Task details: Take every line containing "also" from the material and copy it.

%%

PR #82, opened 2023-10-26
Final Exercise_03

CorvinAn97:
Solution of Task 3.3 is 1306

### DIFF
--- a/Exercises/Corvin Ansorge/exercises_03.py
+++ b/Exercises/Corvin Ansorge/exercises_03.py
@@ -1,0 +1,139 @@
+# PART 1:
+# Write a class for a French deck of cards (2-Ace of diamonds, hearts, spades, clubs).
+# The deck of cards should behave like a sequence.
+# When initialized the cards should all be in a well-defined order (2-Ace of each suite, suites in the order above
+# I should be able to index into the deck to retrieve one card.
+# I should be able to iterate over all cards in the deck.
+# Printing a cards string representation should give me a nice, 
+# readable description of that card.
+import select
+
+#print("\nTask 1\n")
+
+class Card:
+    def __init__(self, value, suit):
+        self.value = value
+        self.suit = suit
+
+    def __repr__(self):
+        return f"{self.value} of {self.suit}"
+
+
+class FrenchDeck:
+    def __init__(self):
+        self.cards = []
+        self.suits = ["diamonds", "hearts", "spades", "clubs"]
+        self.values = ["2", "3", "4", "5", "6", "7", "8", "9", "10",
+                       "Jack", "Queen", "King", "Ace"]
+        for suits in self.suits:
+            for values in self.values:
+                self.cards.append(Card(values, suits))
+
+    def __getitem__(self, position):
+        return self.cards[position]
+
+
+
+class ScatDeck(FrenchDeck):
+    def __init__(self):
+        super().__init__()
+        self.cards = [card for card in self.cards if card.value in [
+            "7", "8", "9", "10", "Jack", "Queen", "King", "Ace"]]
+
+
+frenchdeck = FrenchDeck()
+scatdeck = ScatDeck()
+
+
+# Write some code to test the functionality of both kinds of decks. (You can use `assert` to make sure your classes behave the way you expect them to.)
+
+def test_frenchdeck():
+    assert len(frenchdeck.cards) == 52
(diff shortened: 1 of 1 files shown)


The-Linux-User (changes requested):
The count of numbers from task 3 should be mentioned in your pull request

CorvinAn97:
> The count of numbers from task 3 should be mentioned in your pull request

fixed that. :)

The-Linux-User (approved):
Requested changes implemented

Exercises/Corvin Ansorge/exercises_03.py
```diff
@@ -0,0 +1,139 @@
+# PART 1:
+# Write a class for a French deck of cards (2-Ace of diamonds, hearts, spades, clubs).
+# The deck of cards should behave like a sequence.
+# When initialized the cards should all be in a well-defined order (2-Ace of each suite, suites in the order above
+# I should be able to index into the deck to retrieve one card.
+# I should be able to iterate over all cards in the deck.
+# Printing a cards string representation should give me a nice, 
+# readable description of that card.
+import select
```
thecodingcube77, line 9: This import is never used and should be removed.

Exercises/Corvin Ansorge/exercises_03.py
```diff
@@ -0,0 +1,139 @@
...
+
+def test_frenchdeck():
+    assert len(frenchdeck.cards) == 52
+    assert frenchdeck.cards[0] == Card("2", "diamonds")
+    assert frenchdeck.cards[51] == Card("Ace", "clubs")
+    assert frenchdeck.cards[12] == Card("Ace", "diamonds")
+    assert frenchdeck.cards[13] == Card("2", "hearts")
+    assert frenchdeck.cards[25] == Card("Jack", "spades")
+    assert frenchdeck.cards[38] == Card("Queen", "clubs")
+    assert frenchdeck.cards[51] == Card("Ace", "clubs")
```
thecodingcube77, line 58: I think the task requires us to implement sequence behavior to the CardDeck classes so that you can index the CardDeck-object directly like this: `frenchdeck[0]`. This should result in `Card("2", "diamonds")` in your case.

Exercises/Corvin Ansorge/exercises_03.py
```diff
@@ -0,0 +1,139 @@
...
+    for num in range(lower_bound, upper_bound):
+        num_str = str(num)
+        has_adjacent = False
+        increasing = True
+
+        for i in range(len(num_str) - 1):
+            if num_str[i] > num_str[i + 1]:
+                increasing = False
+                break
+            if num_str[i] == num_str[i + 1] and (i == 0 or num_str[i - 1] != num_str[i]) and (i + 2 == len(num_str) or num_str[i + 2] != num_str[i]):
```
thecodingcube77, line 130: This if is logically completely fine as it does exactly what you need. But it is quite an overcomplication in my opinion. When you think about it, you don't actually need to verify that the group of 2 digits has no third digit in front or behind it. This is because all the same digits are next to each other when the digits are in order, so you only have to test if there is one digit that is there exactly 2 times in your number.

thecodingcube77 (commented):
Solid solution. Very much blank lines for some reason.

Exercises/Corvin Ansorge/exercises_03.py
CorvinAn97: Thanks for the reminder!

Exercises/Corvin Ansorge/exercises_03.py
CorvinAn97: Changed that! :)

Exercises/Corvin Ansorge/exercises_03.py
CorvinAn97: Good point. I also changed there a bit

Exercises/Corvin Ansorge/exercises_03.py
```diff
@@ -0,0 +1,106 @@
...
+
+#print(frenchdeck.cards)
+#print(scatdeck.cards)
+
+def check_number(number):
+    number = str(number)
+    if number != "".join(sorted(number)):
+        return False
+    for i in range(10):
+        if str(i)*2 in number and str(i)*3 not in number:
```
thecodingcube77, line 95: That is a very interesting way to test for the pair of digits

PR #84, opened 2023-10-26
Add files via upload

HenrietteNeumann:
Aufgaben zu Woche 3

### DIFF
--- a/exercise._03.py
+++ b/exercise._03.py
@@ -1,0 +1,143 @@
+# PART 1:
+# Write a class for a French deck of cards (2-Ace of diamonds, hearts, spades, clubs).
+# The deck of cards should behave like a sequence.
+# When initialized the cards should all be in a well-defined order (2-Ace of each suite, suites in the order above
+# I should be able to index into the deck to retrieve one card.
+# I should be able to iterate over all cards in the deck.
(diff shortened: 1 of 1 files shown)


Reisii:
Nice solution overall. No quite sure if the solution for the last task will be working though

atrejut:
@HenrietteNeumann please try to get this old PR merged...

exercise._03.py
```diff
@@ -0,0 +1,145 @@
...
+    count = 0
+
+    for number in range(lower_bound, upper_bound):
+        num_str = str(number)
+        has_adjacent = False
+        is_increasing = True
+
+        for i in range(len(num_str) - 1):
+            if num_str[i] == num_str[i + 1]:
+                has_adjacent = True
```
fabischw, line 128: the problem with this code snippet is that it only checks if there is the same digit next to the current one. If there is 3 adjacent digits (ex: 113335) this will still be set to True although the task specifies that only EXACTLY 2 adjacent digits should be counted.

fabischw (changes requested):
Result for week 2 is off as pointed out in the comment. Please also move this file as it is currently in the wrong directory.

PR #87, opened 2023-10-26
Sorry for late submission. Had some issues with Internet :(

Reisii:


Exercises/TuNguyenXuan/Tufgaben3.py
```diff
@@ -0,0 +1,110 @@
+# PART 1:
+# Write a class for a French deck of cards (2-Ace of diamonds, hearts, spades, clubs).
+# The deck of cards should behave like a sequence.
+# When initialized the cards should all be in a well-defined order (2-Ace of each suite, suites in the order above
+# I should be able to index into the deck to retrieve one card.
+# I should be able to iterate over all cards in the deck.
+# Printing a cards string representation should give me a nice,
+# readable description of that card.
+
+class Card:
```
paulseidel08, line 10: Remember to use Docstrings (These Comments with """...""" after the initialization of functions, classes and methods, to make it easier to use those later on.

Exercises/TuNguyenXuan/Tufgaben3.py
```diff
@@ -0,0 +1,110 @@
...
+            for val in self.val[value:]:
+                self.cards.append(Card(val, suit))
+
+    def __str__(self):
+        return f", ".join([str(card) for card in self.cards])
+
+    def __iter__(self):
+        return(card for card in (self.cards))
+
+    def __get__(self, i):
```
paulseidel08, line 37: __get__ is no real dunder method. Use __getitem__ instead.

Exercises/TuNguyenXuan/Tufgaben3.py
```diff
@@ -0,0 +1,110 @@
...
+        return self.cards[i]
+
+
+# PART 2:
+# Create a second class that represents a deck of cards usable for Skat -- it should only contain cards from 7 upwards.
+# It should offer all the same functionality of the first class.
+class SkatCardDeck(FrenchCardDeck):
```
paulseidel08, line 44: It makes sense to shorten that in here, cause the classes do the same thing. The logical problem is, that the SkatCardDeck now is dependent on the FrenchCardDeck, which it shouldn't be. In later codes, better implement a higher class (in this context it that would be "Deck") and then inherit the subclasses (here SkatCardDeck and FrenchCardDeck) to avoid writing the same code twice.

Exercises/TuNguyenXuan/Tufgaben3.py
```diff
@@ -0,0 +1,110 @@
...
+#
+# Examples:
+# - 123345 is a valid number
+# - 123341 is not a valid number, as the digits do not increase from left to right
+# - 123334 is not a valid number as there is no group of exactly two repeated digits
+# - 111334 is a valid number. while there are three 1s, there is also a group of exactly two 3s.
+# - 112233 is a valid number. At least one group of two is fulfilled, there is no maximum to the number of such groups.
+#
+# run your function with the lower bound `134564` and the upper bound `585159`. Note the resulting count
+# in your pull request, please.
```
paulseidel08, line 81: You didn't note your resulting count in you pull request.

Exercises/TuNguyenXuan/Tufgaben3.py
```diff
@@ -0,0 +1,110 @@
...
+
+
+def number_filter(lowerbound, upperbound):
+    count = 0
+    numbers = [*range(lowerbound, upperbound)]
+    arr = [str(x) for x in numbers]
```
paulseidel08, line 87: U don't need a list for the numbers between lowerbound and upperbound. To make your code easier and more efficient, you could just use "arr = [str(x) for x in range(lowerbound, upperbound]". That would automatically include lowerbound and exclude upperbound and would make the list "numbers" obsolete.

Exercises/TuNguyenXuan/Tufgaben3.py
```diff
@@ -0,0 +1,110 @@
...
+            else:
+                if arr[i][j] < arr[i][j+1]:
+                    valid_number = True
+                    if arr[i][j] == arr[i][j+1]:
+                        if arr[i][j] != arr[i][j+2]:
+                            valid_number = True
+                else:
+                    valid_number = False
+
+        if valid_number:
```
paulseidel08, line 102: There's a statement missing. Like this, it prints the number everytime the for-loop in line 88 executes.

Exercises/TuNguyenXuan/Tufgaben3.py
```diff
@@ -0,0 +1,110 @@
...
+    count = 0
+    numbers = [*range(lowerbound, upperbound)]
+    arr = [str(x) for x in numbers]
+    for i in range(len(arr)):
+        valid_number = None
+        for j in range(len(arr[i])):
+            if j == len(arr[i])-1:
+                break
+            else:
+                if arr[i][j] < arr[i][j+1]:
```
paulseidel08, line 94: Why is the list "arr" 2-dimensional now? It only needs one parameter.

paulseidel08 (changes requested):
Your solutions for the first two tasks are working good. You could make some improvements, but that's not necessary.
You should use docstrings and comments to make your code more understandable. Please remember that for the next exercises.
Task 3 doesn't work how it should. It prints the numbers over 300000 times and prints the wrong amount of filtered numbers between the bounds.

atrejut:
@Reisii please try to get this old PR merged...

%%

Completed exercise:
CorvinAn97: Good point. I also changed there a bit
Result for week 2 is off as pointed out in the comment. Please also move this file as it is currently in the wrong directory.
+# - 111334 is a valid number. while there are three 1s, there is also a group of exactly two 3s.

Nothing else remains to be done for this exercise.